» TASK PROMPT
Write the records out once more, so that nothing differs from the original.

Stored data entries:
§
PR #267, opened 2019-12-06
Update .travis.yml

andreybolonin:


.travis.yml
```diff
@@ -10,6 +10,8 @@ jobs:
       env: lint=1
     - php: '7.3'
       env: deps=low
```
dunglas: This line must be removed then.

andreybolonin: done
§
» YOUR SOLUTION
PR #267, opened 2019-12-06
Update .travis.yml

andreybolonin:


.travis.yml
```diff
@@ -10,6 +10,8 @@ jobs:
       env: lint=1
     - php: '7.3'
       env: deps=low
```
dunglas: This line must be removed then.

andreybolonin: done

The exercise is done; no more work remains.